Stored items
○ ○ ○ ○
PR #36, opened 2019-04-08
Batch statuses endpoint

eloaverona:
Implement GET batch_statuses endpoint as defined in [openapi spec documentation](https://github.com/hyperledger/grid/blob/440d3b4e0b59d215063cdabd2342f7f32fe47c21/daemon/openapi.yaml#L66).

### DIFF
--- a/daemon/src/rest_api/route_handler.rs
+++ b/daemon/src/rest_api/route_handler.rs
@@ -18,14 +18,15 @@ use actix::{Actor, Context, Handler, Message};
 use actix_web::{HttpMessage, HttpRequest, HttpResponse, State};
 use futures::future;
 use futures::future::Future;
-use protobuf;
 use sawtooth_sdk::messages::batch::{Batch, BatchList};
 use sawtooth_sdk::messages::client_batch_submit::{
     ClientBatchSubmitRequest, ClientBatchSubmitResponse, ClientBatchSubmitResponse_Status,
+    ClientBatchStatus, ClientBatchStatusRequest, ClientBatchStatusResponse,
 };
 use sawtooth_sdk::messages::validator::Message_MessageType;
 use sawtooth_sdk::messaging::stream::MessageSender;
 use serde::Serialize;
+use std::collections::HashMap;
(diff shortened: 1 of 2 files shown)


daemon/src/rest_api/route_handler.rs
```diff
@@ -158,10 +208,95 @@ pub fn submit_batches(
...
+        }
+    };
+    let wait = match query.get("wait") {
+        Some(wait_time) => {
+            if wait_time == "false" {
+                None
+            } else {
+                match wait_time.parse::<u32>() {
+                    Ok(wait_time) => Some(wait_time),
+                    Err(_) => Some(DEFAULT_TIME_OUT),
```
vaporos: So, i fI set "wait=a", this will set it to the default. Shouldn't we error out because it's an invalid request?

daemon/src/rest_api/route_handler.rs
```diff
@@ -55,6 +57,53 @@ impl Message for SubmitBatches {
...
+                .iter()
+                .map(|txn| {
+                    let mut invalid_transaction_info = HashMap::new();
+                    invalid_transaction_info
+                        .insert("id".to_string(), txn.get_transaction_id().to_string());
+                    invalid_transaction_info
+                        .insert("message".to_string(), txn.get_message().to_string());
+                    invalid_transaction_info.insert(
+                        "extended_data".to_string(),
+                        hex::encode(txn.get_extended_data()),
```
peterschwarz: This should be Base64-encoded, to match the Sawtooth API

daemon/src/rest_api/route_handler.rs
```diff
@@ -212,6 +212,43 @@ pub fn get_batch_statuses(
     unimplemented!()
 }
 
+fn query_validator<T: protobuf::Message, C: protobuf::Message>(
```
agunde406: Can you add a comment to the commit about the addition of this method.

eloaverona: Addressed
○ ○ ○ ○
**TO DO**. Indicate the number of lines in the data above that contain the string "HashMap", without any additional text.

**RESPONSE TO THE EXERCISE**. 2